Task instructions: Write out, word for word, the first line of the data below and every line after it through the one containing "directory (no Helm".

Data entries:
◆ ◆ ◆ ◆ ◆ ◆ ◆

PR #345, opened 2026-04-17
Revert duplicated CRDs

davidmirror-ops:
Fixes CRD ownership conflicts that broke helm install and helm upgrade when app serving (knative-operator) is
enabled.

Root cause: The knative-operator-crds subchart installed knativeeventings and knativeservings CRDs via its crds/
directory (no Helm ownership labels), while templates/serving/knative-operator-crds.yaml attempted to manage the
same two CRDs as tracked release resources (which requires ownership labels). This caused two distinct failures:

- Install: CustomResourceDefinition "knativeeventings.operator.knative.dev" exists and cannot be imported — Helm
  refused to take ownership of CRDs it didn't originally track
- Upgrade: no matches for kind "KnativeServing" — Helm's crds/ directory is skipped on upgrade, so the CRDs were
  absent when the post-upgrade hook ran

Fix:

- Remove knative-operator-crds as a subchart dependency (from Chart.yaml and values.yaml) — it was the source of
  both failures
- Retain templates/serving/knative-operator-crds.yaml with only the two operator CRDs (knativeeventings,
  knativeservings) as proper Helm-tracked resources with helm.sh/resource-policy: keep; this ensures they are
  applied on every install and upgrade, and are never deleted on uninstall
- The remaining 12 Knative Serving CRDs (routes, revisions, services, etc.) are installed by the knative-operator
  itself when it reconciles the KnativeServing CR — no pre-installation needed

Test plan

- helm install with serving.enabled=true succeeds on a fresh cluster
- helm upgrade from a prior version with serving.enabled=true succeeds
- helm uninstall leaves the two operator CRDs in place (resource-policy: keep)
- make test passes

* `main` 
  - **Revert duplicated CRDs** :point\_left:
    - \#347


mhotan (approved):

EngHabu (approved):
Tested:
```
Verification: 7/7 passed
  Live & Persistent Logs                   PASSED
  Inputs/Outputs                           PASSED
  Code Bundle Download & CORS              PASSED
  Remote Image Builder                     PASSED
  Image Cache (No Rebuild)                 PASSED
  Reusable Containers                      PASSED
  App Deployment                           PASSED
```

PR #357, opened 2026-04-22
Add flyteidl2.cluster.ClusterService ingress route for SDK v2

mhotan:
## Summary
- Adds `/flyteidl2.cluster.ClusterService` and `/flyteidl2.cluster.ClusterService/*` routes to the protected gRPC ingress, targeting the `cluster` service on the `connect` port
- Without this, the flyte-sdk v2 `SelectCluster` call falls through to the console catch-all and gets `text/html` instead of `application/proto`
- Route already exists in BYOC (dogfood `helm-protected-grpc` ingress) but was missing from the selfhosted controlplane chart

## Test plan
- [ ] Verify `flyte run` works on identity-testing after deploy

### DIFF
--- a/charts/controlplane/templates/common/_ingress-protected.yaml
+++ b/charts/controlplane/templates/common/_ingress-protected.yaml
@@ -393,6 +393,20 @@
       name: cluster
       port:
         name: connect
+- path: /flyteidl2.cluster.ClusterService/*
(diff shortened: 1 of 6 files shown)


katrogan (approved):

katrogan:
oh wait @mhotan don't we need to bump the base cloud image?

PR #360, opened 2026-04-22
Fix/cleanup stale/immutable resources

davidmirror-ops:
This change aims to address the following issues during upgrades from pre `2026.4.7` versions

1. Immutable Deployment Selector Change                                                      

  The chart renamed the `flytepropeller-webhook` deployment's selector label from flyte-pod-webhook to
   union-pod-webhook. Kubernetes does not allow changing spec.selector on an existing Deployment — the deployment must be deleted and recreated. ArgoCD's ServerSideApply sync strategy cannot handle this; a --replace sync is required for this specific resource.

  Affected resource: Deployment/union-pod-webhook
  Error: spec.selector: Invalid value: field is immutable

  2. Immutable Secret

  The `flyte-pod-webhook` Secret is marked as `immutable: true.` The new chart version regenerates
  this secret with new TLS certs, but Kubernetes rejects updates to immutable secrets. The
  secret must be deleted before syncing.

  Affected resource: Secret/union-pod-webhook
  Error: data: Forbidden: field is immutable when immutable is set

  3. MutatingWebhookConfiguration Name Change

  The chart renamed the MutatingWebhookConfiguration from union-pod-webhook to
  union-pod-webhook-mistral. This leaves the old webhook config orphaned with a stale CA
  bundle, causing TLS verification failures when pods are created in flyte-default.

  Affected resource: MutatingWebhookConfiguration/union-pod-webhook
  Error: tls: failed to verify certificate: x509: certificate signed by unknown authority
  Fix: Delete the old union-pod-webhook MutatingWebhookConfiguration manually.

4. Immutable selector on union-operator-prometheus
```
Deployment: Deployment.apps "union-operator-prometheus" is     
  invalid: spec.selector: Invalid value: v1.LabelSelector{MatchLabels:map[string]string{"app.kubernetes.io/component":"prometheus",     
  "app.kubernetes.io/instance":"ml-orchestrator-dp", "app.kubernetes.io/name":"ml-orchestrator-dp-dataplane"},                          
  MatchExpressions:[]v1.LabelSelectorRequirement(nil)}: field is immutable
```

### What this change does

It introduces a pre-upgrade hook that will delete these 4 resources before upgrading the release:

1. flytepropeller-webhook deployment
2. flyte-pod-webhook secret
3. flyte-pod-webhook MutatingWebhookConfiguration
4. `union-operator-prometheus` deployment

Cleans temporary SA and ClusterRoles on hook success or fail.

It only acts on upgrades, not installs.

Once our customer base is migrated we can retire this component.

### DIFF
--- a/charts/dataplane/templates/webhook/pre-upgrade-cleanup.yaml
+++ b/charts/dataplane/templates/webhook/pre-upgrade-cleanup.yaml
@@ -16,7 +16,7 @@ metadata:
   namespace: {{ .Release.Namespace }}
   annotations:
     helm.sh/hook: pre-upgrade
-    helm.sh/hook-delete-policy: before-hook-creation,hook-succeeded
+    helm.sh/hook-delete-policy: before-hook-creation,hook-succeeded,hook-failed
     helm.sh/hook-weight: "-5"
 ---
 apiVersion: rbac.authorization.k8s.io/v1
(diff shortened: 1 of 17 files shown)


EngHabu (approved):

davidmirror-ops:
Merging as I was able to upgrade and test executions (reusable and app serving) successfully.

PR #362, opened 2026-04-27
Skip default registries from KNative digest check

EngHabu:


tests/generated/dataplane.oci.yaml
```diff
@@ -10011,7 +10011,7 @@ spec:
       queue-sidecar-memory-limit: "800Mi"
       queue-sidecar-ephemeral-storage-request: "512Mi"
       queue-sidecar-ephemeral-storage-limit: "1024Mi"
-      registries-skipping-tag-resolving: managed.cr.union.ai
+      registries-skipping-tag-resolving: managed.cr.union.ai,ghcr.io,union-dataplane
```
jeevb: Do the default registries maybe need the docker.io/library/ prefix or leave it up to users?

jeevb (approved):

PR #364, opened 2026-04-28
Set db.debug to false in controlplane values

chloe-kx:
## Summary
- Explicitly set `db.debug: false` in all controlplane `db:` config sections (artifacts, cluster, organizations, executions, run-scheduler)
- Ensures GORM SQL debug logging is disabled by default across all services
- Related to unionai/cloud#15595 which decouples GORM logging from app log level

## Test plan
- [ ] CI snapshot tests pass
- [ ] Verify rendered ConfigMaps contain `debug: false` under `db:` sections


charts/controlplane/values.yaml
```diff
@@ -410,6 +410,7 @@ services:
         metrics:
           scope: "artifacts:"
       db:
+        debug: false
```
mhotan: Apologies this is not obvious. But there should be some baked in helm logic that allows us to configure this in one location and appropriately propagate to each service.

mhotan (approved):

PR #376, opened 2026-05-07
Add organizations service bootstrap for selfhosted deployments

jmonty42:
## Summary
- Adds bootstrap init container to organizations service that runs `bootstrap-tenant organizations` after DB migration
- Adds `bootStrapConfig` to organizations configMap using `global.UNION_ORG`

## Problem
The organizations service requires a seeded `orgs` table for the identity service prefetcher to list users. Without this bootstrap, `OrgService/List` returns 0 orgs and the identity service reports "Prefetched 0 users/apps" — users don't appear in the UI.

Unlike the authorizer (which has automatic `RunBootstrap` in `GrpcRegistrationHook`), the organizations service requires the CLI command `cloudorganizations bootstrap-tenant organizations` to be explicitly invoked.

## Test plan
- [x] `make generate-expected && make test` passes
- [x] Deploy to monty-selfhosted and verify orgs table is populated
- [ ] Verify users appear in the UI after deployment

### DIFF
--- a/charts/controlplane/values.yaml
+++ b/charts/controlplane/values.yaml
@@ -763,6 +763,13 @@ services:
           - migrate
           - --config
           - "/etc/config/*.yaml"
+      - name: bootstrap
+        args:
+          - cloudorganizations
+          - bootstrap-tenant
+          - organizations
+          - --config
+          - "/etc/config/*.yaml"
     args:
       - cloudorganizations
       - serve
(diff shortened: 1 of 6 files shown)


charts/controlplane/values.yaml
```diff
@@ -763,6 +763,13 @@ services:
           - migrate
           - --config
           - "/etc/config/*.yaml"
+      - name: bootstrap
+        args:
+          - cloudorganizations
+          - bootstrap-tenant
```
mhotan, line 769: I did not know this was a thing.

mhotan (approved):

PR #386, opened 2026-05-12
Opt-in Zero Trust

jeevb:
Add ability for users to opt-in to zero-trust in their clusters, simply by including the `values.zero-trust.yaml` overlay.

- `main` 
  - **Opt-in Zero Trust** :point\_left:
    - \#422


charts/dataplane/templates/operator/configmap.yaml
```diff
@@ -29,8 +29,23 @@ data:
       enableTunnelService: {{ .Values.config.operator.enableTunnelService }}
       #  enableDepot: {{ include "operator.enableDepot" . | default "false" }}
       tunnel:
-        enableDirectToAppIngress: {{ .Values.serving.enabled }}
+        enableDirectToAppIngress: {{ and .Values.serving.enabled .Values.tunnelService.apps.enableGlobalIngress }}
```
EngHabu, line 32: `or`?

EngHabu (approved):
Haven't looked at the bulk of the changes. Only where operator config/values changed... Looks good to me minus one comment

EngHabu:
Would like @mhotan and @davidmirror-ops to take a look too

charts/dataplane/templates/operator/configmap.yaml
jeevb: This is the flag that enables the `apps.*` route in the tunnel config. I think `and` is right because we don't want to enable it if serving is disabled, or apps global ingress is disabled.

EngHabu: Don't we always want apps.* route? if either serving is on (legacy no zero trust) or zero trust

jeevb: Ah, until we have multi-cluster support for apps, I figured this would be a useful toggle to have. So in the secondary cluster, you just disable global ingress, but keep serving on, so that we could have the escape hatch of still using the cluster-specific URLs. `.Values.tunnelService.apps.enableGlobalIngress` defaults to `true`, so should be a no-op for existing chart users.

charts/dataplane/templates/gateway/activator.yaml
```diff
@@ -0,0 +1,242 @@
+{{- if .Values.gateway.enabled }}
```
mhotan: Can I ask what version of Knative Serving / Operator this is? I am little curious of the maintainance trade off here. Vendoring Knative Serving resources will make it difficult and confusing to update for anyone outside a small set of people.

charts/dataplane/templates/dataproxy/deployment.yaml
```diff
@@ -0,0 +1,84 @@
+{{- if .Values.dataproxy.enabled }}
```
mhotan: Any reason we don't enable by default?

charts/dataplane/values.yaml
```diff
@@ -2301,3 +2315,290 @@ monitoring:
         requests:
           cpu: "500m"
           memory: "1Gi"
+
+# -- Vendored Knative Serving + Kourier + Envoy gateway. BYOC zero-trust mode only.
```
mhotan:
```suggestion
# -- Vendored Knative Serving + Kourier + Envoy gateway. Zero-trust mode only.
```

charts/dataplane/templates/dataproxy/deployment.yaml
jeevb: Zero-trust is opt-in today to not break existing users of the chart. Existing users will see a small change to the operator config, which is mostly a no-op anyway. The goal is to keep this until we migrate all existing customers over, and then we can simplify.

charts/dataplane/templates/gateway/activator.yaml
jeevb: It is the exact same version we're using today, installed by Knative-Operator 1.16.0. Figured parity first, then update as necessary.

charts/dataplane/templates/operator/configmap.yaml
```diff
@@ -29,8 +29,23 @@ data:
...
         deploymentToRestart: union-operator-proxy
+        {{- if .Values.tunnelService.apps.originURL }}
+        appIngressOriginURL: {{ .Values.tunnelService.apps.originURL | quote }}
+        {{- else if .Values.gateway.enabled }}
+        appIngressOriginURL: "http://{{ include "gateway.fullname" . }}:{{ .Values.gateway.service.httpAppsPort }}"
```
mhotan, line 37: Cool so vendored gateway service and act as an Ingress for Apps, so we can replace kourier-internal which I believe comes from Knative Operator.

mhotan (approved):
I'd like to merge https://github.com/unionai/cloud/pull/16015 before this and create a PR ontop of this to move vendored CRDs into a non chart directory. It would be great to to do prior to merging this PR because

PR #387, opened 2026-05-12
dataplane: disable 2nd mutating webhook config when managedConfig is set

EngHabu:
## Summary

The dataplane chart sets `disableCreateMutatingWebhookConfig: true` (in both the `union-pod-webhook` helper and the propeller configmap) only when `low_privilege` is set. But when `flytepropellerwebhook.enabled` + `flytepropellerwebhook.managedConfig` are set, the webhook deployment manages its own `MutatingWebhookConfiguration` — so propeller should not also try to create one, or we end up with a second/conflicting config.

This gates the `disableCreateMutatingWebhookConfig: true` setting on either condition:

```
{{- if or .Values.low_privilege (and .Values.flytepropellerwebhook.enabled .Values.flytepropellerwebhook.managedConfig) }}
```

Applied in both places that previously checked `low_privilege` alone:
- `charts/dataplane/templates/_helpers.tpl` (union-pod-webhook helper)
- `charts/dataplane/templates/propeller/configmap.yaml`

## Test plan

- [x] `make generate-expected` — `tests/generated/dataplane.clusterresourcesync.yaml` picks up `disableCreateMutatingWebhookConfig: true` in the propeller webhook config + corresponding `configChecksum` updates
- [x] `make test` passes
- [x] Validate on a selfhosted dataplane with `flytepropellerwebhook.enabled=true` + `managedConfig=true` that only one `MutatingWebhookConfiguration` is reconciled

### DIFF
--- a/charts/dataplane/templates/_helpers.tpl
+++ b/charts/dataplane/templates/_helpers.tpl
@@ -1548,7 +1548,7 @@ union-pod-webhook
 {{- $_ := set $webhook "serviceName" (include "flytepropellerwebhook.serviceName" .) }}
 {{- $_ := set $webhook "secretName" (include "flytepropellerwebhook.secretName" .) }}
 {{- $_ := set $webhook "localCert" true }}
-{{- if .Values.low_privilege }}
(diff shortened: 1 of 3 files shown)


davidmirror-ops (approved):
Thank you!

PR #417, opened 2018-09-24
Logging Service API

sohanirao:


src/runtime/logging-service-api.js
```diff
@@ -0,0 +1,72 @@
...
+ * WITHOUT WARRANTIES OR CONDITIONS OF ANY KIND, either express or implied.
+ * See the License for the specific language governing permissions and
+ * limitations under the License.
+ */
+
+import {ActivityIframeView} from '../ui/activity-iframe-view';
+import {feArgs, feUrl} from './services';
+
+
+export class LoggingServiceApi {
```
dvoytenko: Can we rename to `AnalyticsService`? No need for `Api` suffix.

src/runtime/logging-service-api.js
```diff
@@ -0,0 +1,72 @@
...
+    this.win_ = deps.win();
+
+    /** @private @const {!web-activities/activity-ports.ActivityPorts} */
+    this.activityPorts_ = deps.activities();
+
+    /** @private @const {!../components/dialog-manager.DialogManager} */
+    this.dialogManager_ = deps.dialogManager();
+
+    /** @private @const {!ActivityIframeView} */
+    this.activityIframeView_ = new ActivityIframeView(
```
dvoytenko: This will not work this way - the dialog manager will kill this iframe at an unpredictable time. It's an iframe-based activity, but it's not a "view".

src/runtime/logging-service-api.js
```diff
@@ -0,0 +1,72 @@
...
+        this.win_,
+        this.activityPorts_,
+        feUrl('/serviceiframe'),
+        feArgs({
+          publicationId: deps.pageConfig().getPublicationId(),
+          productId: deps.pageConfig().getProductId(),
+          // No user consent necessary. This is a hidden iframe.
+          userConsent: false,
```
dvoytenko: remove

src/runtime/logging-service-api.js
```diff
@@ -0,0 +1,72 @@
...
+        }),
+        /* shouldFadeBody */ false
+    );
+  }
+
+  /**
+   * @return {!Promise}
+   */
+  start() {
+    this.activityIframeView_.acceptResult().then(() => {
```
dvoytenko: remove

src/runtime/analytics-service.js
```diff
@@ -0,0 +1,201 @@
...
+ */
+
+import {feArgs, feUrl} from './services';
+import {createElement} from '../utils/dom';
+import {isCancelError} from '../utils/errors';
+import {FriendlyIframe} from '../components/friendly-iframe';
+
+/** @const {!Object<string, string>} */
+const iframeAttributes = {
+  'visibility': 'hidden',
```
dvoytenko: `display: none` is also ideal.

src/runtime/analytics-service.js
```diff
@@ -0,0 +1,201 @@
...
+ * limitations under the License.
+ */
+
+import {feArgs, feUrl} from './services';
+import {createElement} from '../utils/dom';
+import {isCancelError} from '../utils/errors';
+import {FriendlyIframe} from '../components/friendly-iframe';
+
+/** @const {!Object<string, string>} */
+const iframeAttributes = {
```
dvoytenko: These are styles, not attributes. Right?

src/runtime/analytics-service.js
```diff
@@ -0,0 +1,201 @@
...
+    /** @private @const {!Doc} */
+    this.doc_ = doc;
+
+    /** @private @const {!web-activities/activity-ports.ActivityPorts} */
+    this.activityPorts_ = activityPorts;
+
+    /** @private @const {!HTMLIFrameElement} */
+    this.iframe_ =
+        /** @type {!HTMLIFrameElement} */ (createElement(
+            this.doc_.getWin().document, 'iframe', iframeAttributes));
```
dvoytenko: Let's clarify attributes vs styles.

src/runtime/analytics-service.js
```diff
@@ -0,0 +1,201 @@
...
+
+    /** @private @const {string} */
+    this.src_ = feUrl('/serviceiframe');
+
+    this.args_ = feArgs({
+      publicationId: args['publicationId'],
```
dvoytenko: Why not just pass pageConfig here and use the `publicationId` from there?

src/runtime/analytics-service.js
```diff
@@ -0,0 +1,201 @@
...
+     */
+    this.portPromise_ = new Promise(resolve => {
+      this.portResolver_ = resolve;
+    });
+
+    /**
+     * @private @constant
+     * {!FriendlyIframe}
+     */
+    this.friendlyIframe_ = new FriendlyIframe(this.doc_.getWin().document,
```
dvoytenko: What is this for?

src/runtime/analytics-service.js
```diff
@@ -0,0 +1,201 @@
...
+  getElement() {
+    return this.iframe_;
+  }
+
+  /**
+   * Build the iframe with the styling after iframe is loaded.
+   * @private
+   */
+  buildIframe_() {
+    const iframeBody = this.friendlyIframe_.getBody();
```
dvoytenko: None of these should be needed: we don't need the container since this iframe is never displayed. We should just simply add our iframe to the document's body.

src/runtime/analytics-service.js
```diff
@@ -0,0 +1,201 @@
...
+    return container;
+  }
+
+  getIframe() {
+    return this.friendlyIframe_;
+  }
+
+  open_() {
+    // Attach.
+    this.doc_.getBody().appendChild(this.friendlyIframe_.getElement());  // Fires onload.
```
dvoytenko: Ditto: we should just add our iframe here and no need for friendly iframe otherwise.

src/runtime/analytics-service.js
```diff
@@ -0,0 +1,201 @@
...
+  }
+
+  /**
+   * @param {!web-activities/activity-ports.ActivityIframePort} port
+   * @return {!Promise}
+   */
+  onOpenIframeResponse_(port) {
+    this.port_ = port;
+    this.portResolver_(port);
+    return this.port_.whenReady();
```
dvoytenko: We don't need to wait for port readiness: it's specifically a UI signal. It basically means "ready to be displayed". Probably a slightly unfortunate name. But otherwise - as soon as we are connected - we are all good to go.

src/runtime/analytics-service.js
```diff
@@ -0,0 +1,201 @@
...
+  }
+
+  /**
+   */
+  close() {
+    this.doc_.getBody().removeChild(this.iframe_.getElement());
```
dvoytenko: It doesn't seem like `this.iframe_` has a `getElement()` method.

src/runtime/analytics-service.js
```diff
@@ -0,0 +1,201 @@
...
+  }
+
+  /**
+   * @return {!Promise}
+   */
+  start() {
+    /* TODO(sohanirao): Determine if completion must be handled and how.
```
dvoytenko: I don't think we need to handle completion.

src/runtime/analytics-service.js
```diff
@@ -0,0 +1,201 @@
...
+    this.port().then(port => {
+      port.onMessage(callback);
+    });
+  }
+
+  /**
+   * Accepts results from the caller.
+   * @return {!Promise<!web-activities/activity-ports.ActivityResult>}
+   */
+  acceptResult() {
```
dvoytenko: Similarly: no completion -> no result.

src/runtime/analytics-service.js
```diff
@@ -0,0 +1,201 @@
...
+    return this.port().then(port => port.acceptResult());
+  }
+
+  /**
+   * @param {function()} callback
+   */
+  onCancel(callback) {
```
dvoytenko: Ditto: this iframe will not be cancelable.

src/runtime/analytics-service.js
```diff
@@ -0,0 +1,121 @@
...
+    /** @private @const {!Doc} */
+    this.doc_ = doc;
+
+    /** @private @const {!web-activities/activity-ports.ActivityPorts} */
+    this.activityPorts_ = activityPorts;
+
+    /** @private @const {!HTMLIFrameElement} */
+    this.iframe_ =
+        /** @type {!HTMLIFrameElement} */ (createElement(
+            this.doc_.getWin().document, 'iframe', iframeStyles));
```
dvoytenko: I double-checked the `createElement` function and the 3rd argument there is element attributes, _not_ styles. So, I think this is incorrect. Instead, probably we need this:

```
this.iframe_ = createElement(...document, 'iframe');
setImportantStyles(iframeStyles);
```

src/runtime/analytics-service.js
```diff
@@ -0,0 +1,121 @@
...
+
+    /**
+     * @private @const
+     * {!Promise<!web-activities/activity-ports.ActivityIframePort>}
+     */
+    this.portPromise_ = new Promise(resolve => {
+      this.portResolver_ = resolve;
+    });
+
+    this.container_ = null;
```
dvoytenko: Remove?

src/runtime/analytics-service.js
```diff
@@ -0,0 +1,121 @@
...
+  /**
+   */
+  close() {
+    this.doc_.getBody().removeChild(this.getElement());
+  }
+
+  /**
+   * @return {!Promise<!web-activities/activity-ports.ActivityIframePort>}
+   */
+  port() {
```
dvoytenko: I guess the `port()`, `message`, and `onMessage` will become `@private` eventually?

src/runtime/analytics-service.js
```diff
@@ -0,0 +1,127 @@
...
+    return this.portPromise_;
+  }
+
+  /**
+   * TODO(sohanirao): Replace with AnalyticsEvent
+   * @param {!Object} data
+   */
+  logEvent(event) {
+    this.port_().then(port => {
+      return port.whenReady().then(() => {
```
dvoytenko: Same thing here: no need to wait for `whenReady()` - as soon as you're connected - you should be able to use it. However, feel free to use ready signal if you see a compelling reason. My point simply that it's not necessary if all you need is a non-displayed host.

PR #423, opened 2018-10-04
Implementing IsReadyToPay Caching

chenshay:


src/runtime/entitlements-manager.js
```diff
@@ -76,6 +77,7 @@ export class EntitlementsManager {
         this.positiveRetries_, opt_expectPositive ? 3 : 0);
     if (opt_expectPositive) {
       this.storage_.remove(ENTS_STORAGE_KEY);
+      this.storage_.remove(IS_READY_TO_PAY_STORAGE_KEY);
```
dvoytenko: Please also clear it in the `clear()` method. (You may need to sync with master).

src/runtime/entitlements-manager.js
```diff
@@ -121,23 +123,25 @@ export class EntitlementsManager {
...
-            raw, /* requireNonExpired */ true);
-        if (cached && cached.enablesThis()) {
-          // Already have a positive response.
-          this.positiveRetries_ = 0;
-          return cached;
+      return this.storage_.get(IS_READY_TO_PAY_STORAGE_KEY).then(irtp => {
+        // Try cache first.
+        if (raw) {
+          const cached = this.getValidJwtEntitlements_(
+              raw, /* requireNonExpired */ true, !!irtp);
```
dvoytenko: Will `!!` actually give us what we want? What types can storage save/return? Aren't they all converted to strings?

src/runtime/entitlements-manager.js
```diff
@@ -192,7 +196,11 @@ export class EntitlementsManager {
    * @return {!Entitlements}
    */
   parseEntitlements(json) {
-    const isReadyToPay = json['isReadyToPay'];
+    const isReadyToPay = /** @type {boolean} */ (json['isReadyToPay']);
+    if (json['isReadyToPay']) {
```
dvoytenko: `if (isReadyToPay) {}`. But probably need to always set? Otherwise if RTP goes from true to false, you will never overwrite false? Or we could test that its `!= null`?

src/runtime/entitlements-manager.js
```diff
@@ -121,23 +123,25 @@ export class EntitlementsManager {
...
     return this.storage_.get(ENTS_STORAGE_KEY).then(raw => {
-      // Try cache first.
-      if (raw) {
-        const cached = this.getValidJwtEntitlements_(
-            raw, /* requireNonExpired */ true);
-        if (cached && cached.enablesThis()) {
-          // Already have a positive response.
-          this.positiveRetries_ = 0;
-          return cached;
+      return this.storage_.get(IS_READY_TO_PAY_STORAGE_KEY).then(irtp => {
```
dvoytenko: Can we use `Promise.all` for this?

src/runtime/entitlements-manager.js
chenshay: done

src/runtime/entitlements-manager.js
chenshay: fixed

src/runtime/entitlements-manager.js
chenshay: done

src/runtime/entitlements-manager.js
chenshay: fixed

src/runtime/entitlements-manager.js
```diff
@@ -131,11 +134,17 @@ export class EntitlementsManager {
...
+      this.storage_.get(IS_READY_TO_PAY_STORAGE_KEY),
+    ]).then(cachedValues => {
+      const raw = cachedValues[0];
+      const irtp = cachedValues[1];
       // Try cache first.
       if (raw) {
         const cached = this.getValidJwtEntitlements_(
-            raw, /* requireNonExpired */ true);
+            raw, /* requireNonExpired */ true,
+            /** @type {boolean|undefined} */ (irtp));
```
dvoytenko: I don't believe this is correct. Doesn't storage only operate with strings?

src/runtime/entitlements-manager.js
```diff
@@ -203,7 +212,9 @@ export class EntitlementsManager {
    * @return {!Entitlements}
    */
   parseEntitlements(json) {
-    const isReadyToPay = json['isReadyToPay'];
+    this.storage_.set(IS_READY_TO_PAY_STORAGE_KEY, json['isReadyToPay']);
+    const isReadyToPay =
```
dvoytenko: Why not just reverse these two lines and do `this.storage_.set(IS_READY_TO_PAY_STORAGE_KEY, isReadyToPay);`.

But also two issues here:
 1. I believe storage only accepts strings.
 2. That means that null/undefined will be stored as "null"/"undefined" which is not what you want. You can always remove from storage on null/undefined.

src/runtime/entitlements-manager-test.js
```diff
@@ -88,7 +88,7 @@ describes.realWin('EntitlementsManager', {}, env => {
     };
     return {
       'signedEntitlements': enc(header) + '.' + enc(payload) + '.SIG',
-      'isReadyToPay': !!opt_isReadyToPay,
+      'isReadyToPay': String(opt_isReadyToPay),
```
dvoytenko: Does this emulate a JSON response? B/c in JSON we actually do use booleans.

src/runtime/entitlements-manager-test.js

◆ ◆ ◆ ◆ ◆ ◆ ◆

Solution to this exercise:
PR #345, opened 2026-04-17
Revert duplicated CRDs

davidmirror-ops:
Fixes CRD ownership conflicts that broke helm install and helm upgrade when app serving (knative-operator) is
enabled.

Root cause: The knative-operator-crds subchart installed knativeeventings and knativeservings CRDs via its crds/
directory (no Helm ownership labels), while templates/serving/knative-operator-crds.yaml attempted to manage the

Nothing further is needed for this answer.